Strategi Diplomasi Energi Indonesia dalam Percepatan Energi Terbarukan
LOMBOK - Bumi yang kami tempati saat ini diperkirakan telah berumur 4,54 miliar tahun. Waktu yang sangat fantastis lama dengan berbagai liku-liku iklim yang dihadapinya.
Perkembangan ilmu pengetahuan yang tiada henti menciptakan pertumbuhan industri yang begitu cepat, terutama untuk memenuhi kebutuhan manusia. Namun, perkembangan tersebut juga mendatangkan konsekuensi pemanasan global yang berdampak pula pada perubahan iklim.
Bahan utama dari laju perkembangan teknologi ini adalah energi, yaitu kemampuan suatu benda atau sistem untuk melakukan sesuatu. Energi kemudian menjadi aspek yang sangat strategis di masa kini.
Latar belakang kerentanan iklim ini kemudian memicu kesadaran banyak negara di dunia mengenai risiko tersebut, sehingga melandasi pembentukan forum-forum multilateral di bidang energi.
Banyak forum ataupun perjanjian internasional yang dibuat dalam rangka mengembangkan energi terbarukan dan energi hijau yang lebih ramah lingkungan.
Salah satu bentuk forum tersebut yakni South-South and Triangular Cooperation on Renewable Energy (SSTC RE). Belum lama ini forum tersebut melaksanakan pertemuan di Lombok pada 19-23 Mei 2026 yang mempertemukan Indonesia, Kenya, Madagaskar, Nepal, serta Jerman.
Keterlibatan Indonesia dalam forum tersebut menggambarkan diplomasi energi Indonesia yang terus aktif dalam mendukung energi terbarukan.
Diplomasi energi sendiri bisa kami artikan sebagai pemanfaatan kebijakan luar negeri dan instrumen geopolitik oleh suatu negara untuk mengamankan pasokan energi, menarik investasi, melakukan alih teknologi, serta mempercepat transisi menuju energi bersih.
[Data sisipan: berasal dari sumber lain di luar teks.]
PR #3948, opened 2023-12-08
ElementR: Ensure there is only one call to shareRoomKeys in flight at once

BillCarsonFr:
According to rust sdk documentation there should only be one call in flight to shareRoomKeys, it was not the case.

If `prepareToEncrypt` is called in background (when starting to type a message), and the message is sent before it completes there could be 2 in flight.

## Checklist

---

### DIFF
--- a/src/rust-crypto/RoomEncryptor.ts
+++ b/src/rust-crypto/RoomEncryptor.ts
@@ -45,6 +45,9 @@ export class RoomEncryptor {
     /** whether the room members have been loaded and tracked for the first time */
     private lazyLoadedMembersResolved = false;
 
+    /** Ensures that there is only one call to shareRoomKeys at a time */
+    private currentShareRoomKeyPromise: Promise<void>;
+
     /**
      * @param olmMachine - The rust-sdk's OlmMachine
      * @param keyClaimManager - Our KeyClaimManager, which manages the queue of one-time-key claim requests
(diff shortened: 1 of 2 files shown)


src/rust-crypto/RoomEncryptor.ts
```diff
@@ -45,6 +45,9 @@ export class RoomEncryptor {
     /** whether the room members have been loaded and tracked for the first time */
     private lazyLoadedMembersResolved = false;
 
+    /** Ensures that there is only one call to shareRoomKeys at a time */
+    private currentShareRoomKeyPromise: Promise<void>;
```
florianduros, line 49:
```suggestion
    private currentShareRoomKeyPromise = Promise.resolve();
```

src/rust-crypto/RoomEncryptor.ts
```diff
@@ -61,6 +64,8 @@ export class RoomEncryptor {
     ) {
         this.prefixedLogger = logger.getChild(`[${room.roomId} encryption]`);
 
+        this.currentShareRoomKeyPromise = Promise.resolve();
```
florianduros, line 67: We can remove it with my previous suggestion

florianduros (changes requested):
The solution seems fine but the tests are missing

florianduros (approved):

Melalui Direktur Jenderal Energi Baru, Terbarukan, dan Konservasi Energi (EBTKE) Kementerian ESDM, Eniya Listiani Dewi, Indonesia menyampaikan komitmennya dalam rangka mengembangkan potensi energi terbarukan. Eniya Listiani Dewi menyatakan, "Indonesia memandang transisi energi bukan hanya sebagai agenda lingkungan, tetapi juga jalur strategis untuk memperkuat ketahanan energi, ketahanan ekonomi, dan kesejahteraan masyarakat. Karena itu, kolaborasi internasional menjadi sangat penting untuk mempercepat pengembangan energi terbarukan yang inklusif dan berkelanjutan," Rabu (23/05).
Dari sudut pandang diplomasi energi, langkah Indonesia untuk aktif bahkan menjadi tuan rumah dari pertemuan SSTC RE kemarin merupakan langkah konkret geopolitik Indonesia untuk bisa membangun citra dan kemitraan yang baik sehingga dapat memberikan dampak positif pada ketahanan energi di Indonesia.
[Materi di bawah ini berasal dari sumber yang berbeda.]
PR #3950, opened 2023-12-11
ElementR: Fix missing key check values in 4S key storage

BillCarsonFr:
Fixes https://github.com/vector-im/element-web/issues/26721

## Checklist

---

## 🚨 BREAKING CHANGES
 * ElementR: Fix missing key check values in 4S key storage ([\#3950](https://github.com/matrix-org/matrix-js-sdk/pull/3950)). Fixes vector-im/element-web#26721.

### DIFF
--- a/spec/unit/rust-crypto/rust-crypto.spec.ts
+++ b/spec/unit/rust-crypto/rust-crypto.spec.ts
@@ -739,7 +739,7 @@ describe("RustCrypto", () => {
             // Expect the private key to be an Uint8Array with a length of 32
             expect(recoveryKey.privateKey).toBeInstanceOf(Uint8Array);
             expect(recoveryKey.privateKey.length).toBe(32);
-            // Expect passphrase info to be empty
+            // Expect passphrase info to be absent
             expect(recoveryKey.keyInfo?.passphrase).toBeUndefined();
         });
 
--- a/spec/unit/rust-crypto/rust-crypto.spec.ts
+++ b/spec/unit/rust-crypto/rust-crypto.spec.ts
@@ -740,7 +740,7 @@ describe("RustCrypto", () => {
             expect(recoveryKey.privateKey).toBeInstanceOf(Uint8Array);
             expect(recoveryKey.privateKey.length).toBe(32);
             // Expect passphrase info to be empty
-            expect(recoveryKey.passphrase).toBeUndefined();
+            expect(recoveryKey.keyInfo?.passphrase).toBeUndefined();
         });
 
         it("should create a recovery key with password", async () => {
@@ -752,8 +752,8 @@ describe("RustCrypto", () => {
             expect(recoveryKey.privateKey).toBeInstanceOf(Uint8Array);
             expect(recoveryKey.privateKey.length).toBe(32);
             // Expect keyInfo.passphrase to be filled
-            expect(recoveryKey.passphrase?.algorithm).toBe("m.pbkdf2");
-            expect(recoveryKey.passphrase?.iterations).toBe(500000);
+            expect(recoveryKey.keyInfo?.passphrase?.algorithm).toBe("m.pbkdf2");
+            expect(recoveryKey.keyInfo?.passphrase?.iterations).toBe(500000);
         });
     });
 
--- a/spec/unit/rust-crypto/rust-crypto.spec.ts
+++ b/spec/unit/rust-crypto/rust-crypto.spec.ts
@@ -739,8 +739,8 @@ describe("RustCrypto", () => {
             // Expect the private key to be an Uint8Array with a length of 32
             expect(recoveryKey.privateKey).toBeInstanceOf(Uint8Array);
             expect(recoveryKey.privateKey.length).toBe(32);
-            // Expect keyInfo to be empty
-            expect(Object.keys(recoveryKey.keyInfo!).length).toBe(0);
+            // Expect passphrase info to be empty
+            expect(recoveryKey.passphrase).toBeUndefined();
         });
 
         it("should create a recovery key with password", async () => {
@@ -752,8 +752,8 @@ describe("RustCrypto", () => {
             expect(recoveryKey.privateKey).toBeInstanceOf(Uint8Array);
             expect(recoveryKey.privateKey.length).toBe(32);
             // Expect keyInfo.passphrase to be filled
-            expect(recoveryKey.keyInfo?.passphrase?.algorithm).toBe("m.pbkdf2");
-            expect(recoveryKey.keyInfo?.passphrase?.iterations).toBe(500000);
+            expect(recoveryKey.passphrase?.algorithm).toBe("m.pbkdf2");
+            expect(recoveryKey.passphrase?.iterations).toBe(500000);
         });
     });
 
--- a/src/crypto-api.ts
+++ b/src/crypto-api.ts
@@ -716,8 +716,8 @@ export interface GeneratedSecretStorageKey {
     keyInfo?: {
         /** If the key was derived from a passphrase, information (algorithm, salt, etc) on that derivation. */
         passphrase?: PassphraseInfo;
-        /** The optional name of the key (human-readable), would be stored in account_data  */
-        name?: string; // maybe we don't need this?
+        /** Optional human-readable name for the key, to be stored in account_data. */
+        name?: string;
     };
     /** The raw generated private key. */
     privateKey: Uint8Array;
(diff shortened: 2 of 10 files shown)


src/rust-crypto/rust-crypto.ts
```diff
@@ -755,7 +755,8 @@ export class RustCrypto extends TypedEventEmitter<RustCryptoEvents, RustCryptoEv
 
         const secretStorageKeyObject = await this.secretStorage.addKey(
             SECRET_STORAGE_ALGORITHM_V1_AES,
-            secretStorageKey.keyInfo,
+            // add the private key in the options in order to encrypt the zero secret for key checks.
+            { ...secretStorageKey.keyInfo, key: secretStorageKey.privateKey },
```
BillCarsonFr, line 759: This is basically the fix, but I wonder if the private key should not already be in that `keyInfo`? So maybe should be done by `createSecretStorageKey`. @richvdh I think you are more familiar with that code

BillCarsonFr: The place where legacy is doing similar https://github.com/matrix-org/matrix-js-sdk/blob/13c7e0ebda88d3676c8bc403fa4c5bd88a17023a/src/crypto/index.ts#L983

richvdh: > So maybe should be done by `createSecretStorageKey`

Ugh. Yes. In an ideal world, it should. However, in practice, I think it's more complicated.

Currently we have:

```ts
export interface GeneratedSecretStorageKey {
    keyInfo?: AddSecretStorageKeyOpts;
    /** The raw generated private key. */
    privateKey: Uint8Array;
    /** The generated key, encoded for display to the user per https://spec.matrix.org/v1.7/client-server-api/#key-representation. */
    encodedPrivateKey?: string;
}
```

and

```ts
export interface AddSecretStorageKeyOpts {
    pubkey?: string;
    passphrase?: PassphraseInfo;
    name?: string;
    key?: Uint8Array;
}
```

... which means that the private key is duplicated.

I think this structure is needed because there are some flows (notably when the 4S key comes from some customisation of matrix-react-sdk) when the key does not itself need storing in 4S) - so `keyInfo` is undefined. (Of course, that doesn't work with rust crypto at the moment, because of the check on line 752, but that's the idea.)

My suggestion would be:

 * *Relax* the definition of `GeneratedSecretStorageKey` so that it doesn't include the full `AddSecretStorageKeyOpts` structure:
   ```ts
   export interface GeneratedSecretStorageKey {
       keyInfo?: {
           passphrase?: PassphraseInfo;
           name?: string;
       },
       /** The raw generated private key. */
       privateKey: Uint8Array;
       /** The generated key, encoded for display to the user per https://spec.matrix.org/v1.7/client-server-api/#key-representation. */
       encodedPrivateKey?: string;
   }
   ```

   * Make `key` a **required** property of `AddSecretStorageKeyOpts`, since there should be no reason to call `secretStorage.addKey` without setting it. I also think that `pubkey` is unused and should be removed, or at least deprecated.
   
   *  Whereever we try to build an `AddSecretStorageKeyOpts` from a `GeneratedSecretStorageKey`, copy the field across.
   
   * Make sure we *document* the behaviour of these properties. Half the reason we have this mess is that `AddSecretStorageKeyOpts.key` lacks any documentation about wtf it is.

src/secret-storage.ts
```diff
@@ -100,10 +100,12 @@ export interface PassphraseInfo {
  * Options for {@link ServerSideSecretStorageImpl#addKey}.
  */
 export interface AddSecretStorageKeyOpts {
-    pubkey?: string;
```
BillCarsonFr, line 103: This is some legacy field that was used for the deprecated `m.secret_storage.v1.curve25519-aes-sha2` algorithm.

src/crypto-api.ts
```diff
@@ -713,7 +713,8 @@ export interface CrossSigningKeyInfo {
  * Recovery key created by {@link CryptoApi#createRecoveryKeyFromPassphrase}
  */
 export interface GeneratedSecretStorageKey {
-    keyInfo?: AddSecretStorageKeyOpts;
+    /** Information to generate the key from a passphrase if any. */
```
richvdh, line 716: Nit: could be a bit clearer here

```suggestion
    /** If the key was derived from a passphrase, information (algorithm, salt, etc) on that derivation. */
```

src/secret-storage.ts
```diff
@@ -100,10 +100,12 @@ export interface PassphraseInfo {
...
+    /** Information for deriving the key from a passphrase if any. */
     passphrase?: PassphraseInfo;
+    /** Optional name of the key. */
     name?: string;
-    key?: Uint8Array;
+    /** The private key. Will be used to generate the key check values in the key info, it will not be stored on the server */
```
richvdh, line 107: Nit:

```suggestion
    /** The private key. Will be used to generate the key check values in the key info; it will not be stored on the server */
```

src/crypto-api.ts
```diff
@@ -713,7 +713,8 @@ export interface CrossSigningKeyInfo {
  * Recovery key created by {@link CryptoApi#createRecoveryKeyFromPassphrase}
```
richvdh, line 713: not a new issue, but this documentation is incomplete. This interface is also the return type of `CreateSecretStorageOpts.createSecretStorageKey`.

src/crypto-api.ts
```diff
@@ -713,7 +713,8 @@ export interface CrossSigningKeyInfo {
...
  */
 export interface GeneratedSecretStorageKey {
-    keyInfo?: AddSecretStorageKeyOpts;
+    /** Information to generate the key from a passphrase if any. */
+    passphrase?: PassphraseInfo;
```
richvdh, line 717: The problem with this change (replacing the optional `keyInfo` property with an optional `passphrase` property)   is that it means any existing implementation of `CreateSecretStorageOpts.createSecretStorageKey` (such as the one in matrix-react-sdk) will be incorrect. Worse, it will fail *silently* because new new property is optional. I think this is very dangerous.

I see two possible ways forward:

 * Retain the `keyInfo` property, but with a reduced structure. This is what I suggested before:
    ```ts
    export interface GeneratedSecretStorageKey {
        keyInfo?: {
            passphrase?: PassphraseInfo;
            name?: string;  // maybe we don't need this?
        },
        privateKey: Uint8Array;
        encodedPrivateKey?: string;
    }
    ```
 * Define a new interface to replace `GeneratedSecretStorageKey` (and deprecate the old one). Define a new property in `CreateSecretStorageOpts` to replace `createSecretStorageKey` which returns the new interface (and deprecate the old one); allow clients to provide either interface.

The second option ends up being more elegant (once we get rid of the deprecated classes/properties), but seems a lot more work.

src/crypto-api.ts
```diff
@@ -710,10 +710,16 @@ export interface CrossSigningKeyInfo {
 }
 
 /**
- * Recovery key created by {@link CryptoApi#createRecoveryKeyFromPassphrase}
+ * Recovery key created by {@link CryptoApi#createRecoveryKeyFromPassphrase}.
+ * Can also be created by {@link CreateSecretStorageOpts#createSecretStorageKey}.
```
richvdh, line 714:
```suggestion
 * Recovery key created by {@link CryptoApi#createRecoveryKeyFromPassphrase} or {@link CreateSecretStorageOpts#createSecretStorageKey}.
```

src/crypto-api.ts
```diff
@@ -710,10 +710,16 @@ export interface CrossSigningKeyInfo {
...
  */
 export interface GeneratedSecretStorageKey {
-    keyInfo?: AddSecretStorageKeyOpts;
+    keyInfo?: {
+        /** If the key was derived from a passphrase, information (algorithm, salt, etc) on that derivation. */
+        passphrase?: PassphraseInfo;
+        /** The optional name of the key (human-readable), would be stored in account_data  */
+        name?: string; // maybe we don't need this?
```
richvdh, line 721:
```suggestion
        /** Optional human-readable name for the key, to be stored in account_data. */
        name?: string;
```

spec/unit/rust-crypto/rust-crypto.spec.ts
```diff
@@ -739,8 +739,8 @@ describe("RustCrypto", () => {
             // Expect the private key to be an Uint8Array with a length of 32
             expect(recoveryKey.privateKey).toBeInstanceOf(Uint8Array);
             expect(recoveryKey.privateKey.length).toBe(32);
-            // Expect keyInfo to be empty
-            expect(Object.keys(recoveryKey.keyInfo!).length).toBe(0);
+            // Expect passphrase info to be empty
```
richvdh, line 742:
```suggestion
            // Expect passphrase info to be absent
```

richvdh (approved):
lgtm other than a few wording nits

Hal ini tentunya dapat dilihat dengan jelas dari fokus utama diadakannya forum tersebut, yakni memperkuat kerja sama negara berkembang dalam pengembangan energi terbarukan dan percepatan transisi energi.
Dalam pelaksanaan forum SSTC RE di Lombok kemarin, terdapat beberapa output yang dapat diidentifikasi. Beberapa output yang terhighlight yakni, adanya rencana penguatan kerja sama teknis antarnegara berkembang melalui transfer pengetahuan mengenai pengembangan energi terbarukan, juga peningkatan kapasitas SDM melalui pelatihan dan pertukaran pengalaman.